Upon searching for some help, coping with the loss of my dog, I came across this site. After reading about how many wonderful companions have come and gone, I have to share the story of my wonderful dog, Redd.

I am 25 years old now. Redd was about fifteen years old when he passed. I've spent most of my life knowing that this long haired ball of love would be waiting for me when I came home, came up to me wanting pets, and despite being around 60 pounds or more, he believed he was a lap dog.

He originally came by my aunt's house as a skinny puppy, about 6-7 months old, with a tattered rope around his neck. He had run away from an abusive situation, and got some food and shelter at my aunt's home. She, however, had several dogs at the time, and didn't want to take another one in. So she brought him over to my house. We already had one dog, a sweet girl named Barbecue, so my dad wasn't sure about taking on another. However, this dog and Bar were instant best friends, so in a sense, he adopted us. In my family, our animals have always adopted us first. When you live out in the country, this can happen often.

Since he came from an abusive situation, my aunt and uncle were calling him Lucky. He was very lucky to find them, and very lucky to find us, and we were lucky to have him. I however, admired his unique red coat of fur, and I started calling him Redd. I added the extra D on there to make him unique. Eventually, the name stuck harder than Lucky. This was around late 1997.

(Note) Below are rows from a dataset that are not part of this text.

Issue #1537, opened 2019-01-18
Stride forces non-vertex attribute accessors to each have their own buffer view?


scurest:
Here is what the spec says about stride

> When a buffer view is used for vertex attribute data, it may have a byteStride property. This property defines the stride in bytes between each vertex.
>
> [...]
>
> When byteStride of referenced bufferView is not defined, it means that accessor elements are tightly packed, i.e., effective stride equals the size of the element. When byteStride is defined, it must be a multiple of the size of the accessor's component type. byteStride must be defined, when two or more accessors use the same bufferView.
>
> [...]
>
> **bufferView.byteStride**
>
> The stride, in bytes, between vertex attributes. When this is not defined, data is tightly packed. When two or more accessors use the same bufferView, this field must be defined.

In addition, before [#1501](https://github.com/KhronosGroup/glTF/pull/1501) the first quote read (note the more explicit last sentence)

> Buffer view could have byteStride property. It means byte-distance between consequential elements. This field is defined only for buffer views that contain vertex attributes.

From this conclude

1. A buffer view which is used by an accessor that is _not_ vertex attribute data must not have a stride property defined (even if that stride property is the implied value of the size of the element).
2. The requirement that a buffer view used by more than one accessor have a stride property defined is unconditional, ie. it applies regardless of whether the accessor hold vertex attribute data or not.
3. It follows that only vertex attribute accessors can share buffer views; other accessors must each have their own buffer view.

I was originally going to file an issue against the validator (cc @lexaknyazev) because (1) is not flagged ([example](https://gist.github.com/scurest/a5d136252fc98dce34756640926b46fc)) and (2) is only flagged when the two accessors are vertex attribute data. 

But I'm wondering if this is a spec issue instead with (2) instead, because

* there are example models that don't satisfy (2), eg. [AnimatedTriangle](https://github.com/KhronosGroup/glTF-Sample-Models/blob/2af6c42c2c183bf65b5f14414aebd6bb99407c33/2.0/AnimatedTriangle/glTF-Embedded/AnimatedTriangle.gltf) where accessors 2 and 3 both use buffer view 2 but it does not have a byte stride defined.
* the discussion in #827 suggests the stride requirement have no reason to be applied to non-vertex attribute data. In particular https://github.com/KhronosGroup/glTF/issues/827#issuecomment-326997197 is inconsistent with (3).
* (3) appears unnecessarily restrictive.

So assuming (2) is false, I think the spec should be updated to say something like

[...]

Issue #1885, opened 2020-10-18
EXT_mesh_gpu_instancing: Clarify bufferView usage


donmccurdy:
Similar to https://github.com/KhronosGroup/glTF/issues/1864#issuecomment-698579703, I suspect there is an implicit bufferView usage associated with `EXT_mesh_gpu_instancing`, which the spec currently doesn't mention. For example, you probably wouldn't want your instance attributes going into a mixed buffer view alongside animation data. Let's clarify this, so that authoring tools know what to do.

Issue #1198, opened 2018-01-03
Clarification on byteStride requirement


zellski:
[In the spec](https://github.com/KhronosGroup/glTF/tree/master/specification/2.0#data-alignment) we are told that "`byteStride` must be defined, when two or more accessors use the same `bufferView`."

How generally true is this? Is it a general statement for all accessors -- indices, attributes, animation?

I would've assumed so, but:
- Several of the Khronos sample models (generated via COLLADA2GLTF) place the indices of multiple mesh primitives into a single `bufferView`, shared by many accessors (using different `.byteOffset`), and yet there is no `.byteStride` to be seen.
- The Khronos validator seems to go out of its way to restrict testing for `.byteStride` to the accessors of mesh primitive attributes. No such test is done for the indices accessor, nor for animations.

Who's right? The spec, or the sample models & validator?

lexaknyazev:
The `byteStride` property is [valid only for vertex attributes](https://github.com/KhronosGroup/glTF/tree/master/specification/2.0#bufferviewbytestride). Using it with other data will result in validation error.

zellski:
Ahh, there it is. Thanks.

It might be nice to just s/two or more accessors/two or more vertex attribute accessors/ in the spec, but I see now that the information is there.

TrabacchinLuigi:
I still don't get it.
I'm working on a GLB/GLTF converter and i got this `MESH_PRIMITIVE_ACCESSOR_WITHOUT_BYTESTRIDE` so i went through the docs and read and read and i see no reason i should get this error, i keep all my buffers separated and tightly packed i have just one view on every one of them and many accessor with an offset

lexaknyazev:
The rule is: `bufferView.byteStride` must be defined when two or more vertex attribute accessors (e.g. `POSITION` and `NORMAL`) use it.

lexaknyazev:
@TrabacchinLuigi 
If there's a particular asset that wrongly triggers this error, please consider sharing it here (it's possible to drag-n-drop zip files to GitHub).

TrabacchinLuigi:
[server.zip](https://github.com/KhronosGroup/glTF/files/3838924/server.zip)
I belive this one triggers it wrongly, hope i'm not wasting your time... but this drome me crazy

lexaknyazev:
[...]

PR #1888, opened 2020-10-21
Tighten the rules around bufferView.byteStride

### LINKED ISSUE #1864: Interleaved animation data
The `bufferView.byteStride` was intended only for vertex attributes, its description says:
> The stride, in bytes, between vertex attributes.

It turns out that some tools may interleave animation data and some engines even support that, see
https://forum.babylonjs.com/t/gltf-animations-loading-sampler-data-from-interleaved-buffer/14091

We should clarify the spec whether it should be allowed.

/cc @donmccurdy @bghgary

zeux:
The intention of the spec has always been to only use byteStride for
buffer views with vertex data. However, the current language was lax in
a few places, which led to logical contradictions:

- When two accessors with non-vertex data used the same bufferView, it
could be interpreted as requiring byteStride on that view
- However, byteStride was only explicitly allowed for vertex attribute
data, making it seem as if it's not valid on non-vertex views.

glTF-Validator flags bufferViews that have a byteStride but store
non-vertex data as erroneous. Based on this and the above, this change
tightens the language to explicitly only allow byteStride on vertex data
views, and changes all references to it to say the same.

This would close #1864 by explicitly outlawing interleaved data that's
not vertex data, and also relates to #1537 (that is already closed, but this
change would provide an actual resolution there).

### DIFF
--- a/specification/2.0/README.md
+++ b/specification/2.0/README.md
@@ -469,7 +469,7 @@ The following example defines two buffer views: the first is an ELEMENT_ARRAY_BU
 }
 ```
 
-When a buffer view is used for vertex attribute data, it may have a `byteStride` property. This property defines the stride in bytes between each vertex.
+When a buffer view is used for vertex attribute data, it may have a `byteStride` property. This property defines the stride in bytes between each vertex. Buffer views with other types of data should not define `byteStride`.
 
 Buffers and buffer views do not contain type information. They simply define the raw data for retrieval from the file. Objects within the glTF file (meshes, skins, animations) access buffers or buffer views via *accessors*.
 
@@ -649,7 +649,7 @@ When neither `sparse` nor `bufferView` is defined, `min` and `max` properties co
 
 The offset of an `accessor` into a `bufferView` (i.e., `accessor.byteOffset`) and the offset of an `accessor` into a `buffer` (i.e., `accessor.byteOffset + bufferView.byteOffset`) must be a multiple of the size of the accessor's component type.
 
-When `byteStride` of referenced `bufferView` is not defined, it means that accessor elements are tightly packed, i.e., effective stride equals the size of the element. When `byteStride` is defined, it must be a multiple of the size of the accessor's component type. `byteStride` must be defined, when two or more accessors use the same `bufferView`.
+When `byteStride` of referenced `bufferView` is not defined, it means that accessor elements are tightly packed, i.e., effective stride equals the size of the element. When `byteStride` is defined, it must be a multiple of the size of the accessor's component type. `byteStride` must be defined, when two or more vertex data accessors use the same `bufferView`.
 
 Each `accessor` must fit its `bufferView`, i.e., `accessor.byteOffset + STRIDE * (accessor.count - 1) + SIZE_OF_ELEMENT` must be less than or equal to `bufferView.length`.
 
@@ -2125,7 +2125,7 @@ The length of the bufferView in bytes.
 
 #### bufferView.byteStride
 
-The stride, in bytes, between vertex attributes.  When this is not defined, data is tightly packed. When two or more accessors use the same bufferView, this field must be defined.
+The stride, in bytes, between vertex attributes.  When this is not defined, data is tightly packed. When two or more vertex data accessors use the same bufferView, this field must be defined.
 
 * **Type**: `integer`
 * **Required**: No
--- a/specification/2.0/schema/bufferView.schema.json
+++ b/specification/2.0/schema/bufferView.schema.json
@@ -26,7 +26,7 @@
             "minimum": 4,
             "maximum": 252,
             "multipleOf": 4,
-            "gltf_detailedDescription": "The stride, in bytes, between vertex attributes.  When this is not defined, data is tightly packed. When two or more accessors use the same bufferView, this field must be defined.",
+            "gltf_detailedDescription": "The stride, in bytes, between vertex attributes.  When this is not defined, data is tightly packed. When two or more vertex data accessors use the same bufferView, this field must be defined.",
             "gltf_webgl": "`vertexAttribPointer()` stride parameter"
         },
         "target": {


zeux:
If we want to keep #1864 open I can remove the line about "other types of data"; the critical part here is to make the "two or more accessor" rule more explicit about only applying to vertex data, as multiple accessors that reference the same bufferView with tightly packed data by referring to individual sections of the buffer through byte offsets should be valid.

specification/2.0/README.md
```diff
@@ -469,7 +469,7 @@ The following example defines two buffer views: the first is an ELEMENT_ARRAY_BU
 }
 ```
 
-When a buffer view is used for vertex attribute data, it may have a `byteStride` property. This property defines the stride in bytes between each vertex.
+When a buffer view is used for vertex attribute data, it may have a `byteStride` property. This property defines the stride in bytes between each vertex. Buffer views with other types of data should not define `byteStride`.
```
donmccurdy, line 472: See https://github.com/KhronosGroup/glTF/issues/1885 for context here, but could EXT_mesh_gpu_instancing also use interleaved attributes? I think the answer is yes, and that `bufferView.target` would similarly be `ARRAY_BUFFER`, but I'm not sure about this.

donmccurdy: I'm not sure how to generalize and future-proof this language. Perhaps we should be describing "attribute data" to cover both vertex attributes and instance attributes?

zeux: > bufferView.target would similarly be ARRAY_BUFFER

I don't think ARRAY_BUFFER is right... It would be if the implementation is using vertex stream divisors to implement instancing, but using uniform or shader storage or texel buffers would be a more modern way of achieving this, for which ARRAY_BUFFER is incorrect. So I'd rather have a different type of target that we expect for the instance data stream...

zeux: Effectively I'd say the rule should be that the target defines the *usage* of the data, but not the implementation details of a given renderer. Ideally we wouldn't use GL names for this but I guess that ship has sailed.

donmccurdy: Fine with me to not use `ARRAY_BUFFER` for instance attributes. However, I expect we do want to allow instance attributes to be interleaved, right? Does gltfpack interleave these attributes? If so we would want to allow `.byteStride` in that use case.

zeux: gltfpack doesn't interleave attributes at the moment.

For whether interleaving is allowed in general on a given data type, I think we should look at the implementation complexity (where support for byte stride is easy when the data is mapped directly to a vertex stream on the GPU, and more difficult otherwise), possible gains in efficiency from interleaving due to increased cache coherency, and uniformity.

Instanced data is interesting because it has the widest possible set of implementation option out of all other types of data:

- It can be implemented by uploading data to the GPU and using vertex streams with instance frequency/divisor; in this case supporting interleaving is free.
- It can be implemented by uploading data to the GPU and using buffers (typed or untyped) with the shader reading data from the buffer based on gl_InstanceId or equivalent; in this case, interleaving can be difficult and I'd expect implementations to have to pre-process interleaved data on the CPU
- It can be implemented by reading the transforms on the CPU and dispatching multiple draw calls (which can still be more efficient vs non-instanced implementation for a few reasons); in this case, interleaving might require extra processing on the CPU side

I don't think there are efficiency gains that one should expect from interleaving the instance data however, since the model is generally one where you'd need to read all transforms to render the batch of instances. One could make the argument that for animations, interleaving is more valuable than it is for instances since cache utilization can be better when keyframes are ordered globally by time across multiple different tracks, so that sampling animation at time T requires fewer than 1 cache accesses per track.

If the spec *right now* only allows byteStride to be defined for vertex data (which I think was the intention), maybe it would make sense to phrase this as "Buffer views with other types of data should not define `byteStride`, unless interleaved data is explicitly supported by the extension that uses the buffer view as a data source"? That way we can have specific callouts to byteStride being supported.

Alternatively I can remove this specific note from the change, if it's not clear whether we should support interleaving for non-vertex data.

specification/2.0/README.md
```diff
@@ -2125,7 +2125,7 @@ The length of the bufferView in bytes.
 
 #### bufferView.byteStride
 
-The stride, in bytes, between vertex attributes.  When this is not defined, data is tightly packed. When two or more accessors use the same bufferView, this field must be defined.
+The stride, in bytes, between vertex attributes.  When this is not defined, data is tightly packed. When two or more vertex data accessors use the same bufferView, this field must be defined.
```
emackey, line 2128: This reference section was auto-generated from the schema files.  Please make the same change in both places.

(Soon we may adopt an automated process to generate this reference from the schema).

emackey: Specifically this line:

https://github.com/KhronosGroup/glTF/blob/6a3d023e63f3af893a3f66b7d8dc09f3c74ad21f/specification/2.0/schema/bufferView.schema.json#L29

zeux: Thanks! Fixed.

specification/2.0/README.md
donmccurdy: > If the spec right now only allows byteStride to be defined for vertex data (which I think was the intention)...

I guess this is what we need to determine, then... let me follow up in https://github.com/KhronosGroup/glTF/issues/1864.

hypnosnhendricks: fbx2gltf currently uses target=0 for all morph target data buffer views. I noticed gltfpack uses 34962 ( vertex data ). I ran into this exact contradiction around byteStride when packing morph target data without specifying a target for the buffer view. Perhaps this is an error on fbx2gltf's part and all morph target data should be changed to use 34962 target type.

We use GLTF/GLB to deliver assets to clients, who then process them based on the client they use (Unity, Unreal, etc). None of our clients can upload the GLB data directly into the GPU and have to process it for the particular engine. We would like to see GLTF/GLB be as flexible as possible when transmitting data to clients.

zeux: > fbx2gltf currently uses target=0 for all morph target data buffer views
Does it specify byteStride for these or not? If it doesn't then this change shouldn't impact that in any way, as there's no requirement in the existing spec that the vertex views must specify non-0 target.

rsahlin: I would like to include indices in the tightened specification, one reason for this is consistency - both type of bufferViews will be read by the GPU in the vertex/geometry processing step(s).
Another reason is with regards to component type:

`When a buffer view contain vertex indices or attributes, they must be its only content, i.e., it's invalid to have more than one kind of data in the same buffer view.`

Ie, it should not be valid to have 2 Accessors (indices) referencing the same BufferView, using different offsets and 0 byteStride to access the data using different component types (short/int)
At the moment it seems the validator does not flag for this.

rsahlin: > Effectively I'd say the rule should be that the target defines the semantics of the data, but not the implementation details of a given renderer.

I totally agree and for me it would help if target _must_ be specified if the BufferView is used for data that needs to be bound (in a buffer before being accessed by the GPU).
That way an implementations can look through the declared BufferViews and know which ones will require a GPU based target buffer.
Ideally this could be expanded to other targets so that implementations may decide what data to generate buffers for (without traversing the nodetree and check what will be rendered)

zeux: Since today index buffer views can't contain byteStride, I don't think it's a good idea to include that as that'd render many existing assets invalid. Ditto for the target - I agree it should have been a required attribute, but since it's not it's not an option to go back.

donmccurdy: > Ie, it should not be valid to have 2 Accessors (indices) referencing the same BufferView, using different offsets and 0 byteStride to access the data using different component types (short/int)

I don't think I understand this part — we wouldn't want to interleave indices, but what's the concern with multiple indices' accessors being end-to-end in a single buffer view?

hypnosnhendricks: There is also the rule about byteStride being required when two or more accessors use the same buffer view. 
(https://github.com/KhronosGroup/glTF/issues/1198). 

I ran into this issue because our morph targets use target=0 in the buffer views, so we ran into this valiadtion error when we pack the morph data into the same buffer view, even thought it is tightly packed and the stride equals FLOAT, VEC3, since the morph pos/nor/tan are are the same componentType and Type.

But, there is also the rule that the skinning matricies cannot have a byte stride, which also uses target=0 in the buffer view.

I had to add extra code to detect when I'm packing accessors into the same buffer view to specify a byte stride or not based on if it is vertex data, index data, or 'other' data, but not 'other' data that is bind matricies.

donmccurdy: I'm not sure what `target=0` means sorry, that's not a valid enum value here. Do you mean `target` is undefined?

Only vertex attributes may have a byte stride, and we can't loosen that safely within the 2.0 version (except perhaps in extensions that define new types of data that might benefit from a byteStride), so I think the purpose of this subthread is resolved. If there's something else I've missed in this thread, let's open a new PR or issue to continue its discussion.

donmccurdy (approved):
I believe this PR reflects the original intent of the specification, and clarifies it. There does not seem to be any other interpretation that would be compatible within the glTF 2.0 lifecycle, in any case. 

Looks good to me. 👍

lexaknyazev:
This clarification has been integrated into the new AsciiDoc version of the spec. Thanks!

Redd was one of the most playful and sweetest dogs ever - he wouldn't harm anyone. Hardly ever growled and/or barked. He would play rough, many a time I would have dirty clothes and scratched up arms from wrestling with my Wondermutt (one of the many nicknames he earned over the years). He would come up to you and lay his head on your lap wanting pets, but if you stopped, he would paw at you until you resumed. If he got too excited, you would suddenly find a dog in your lap. He would work hard to kill bumblebees that were flying in my garden - he would bite them once, and then paw at them until they stopped moving, and then eat them. It was quite humorous, and a lot of work for a little snack.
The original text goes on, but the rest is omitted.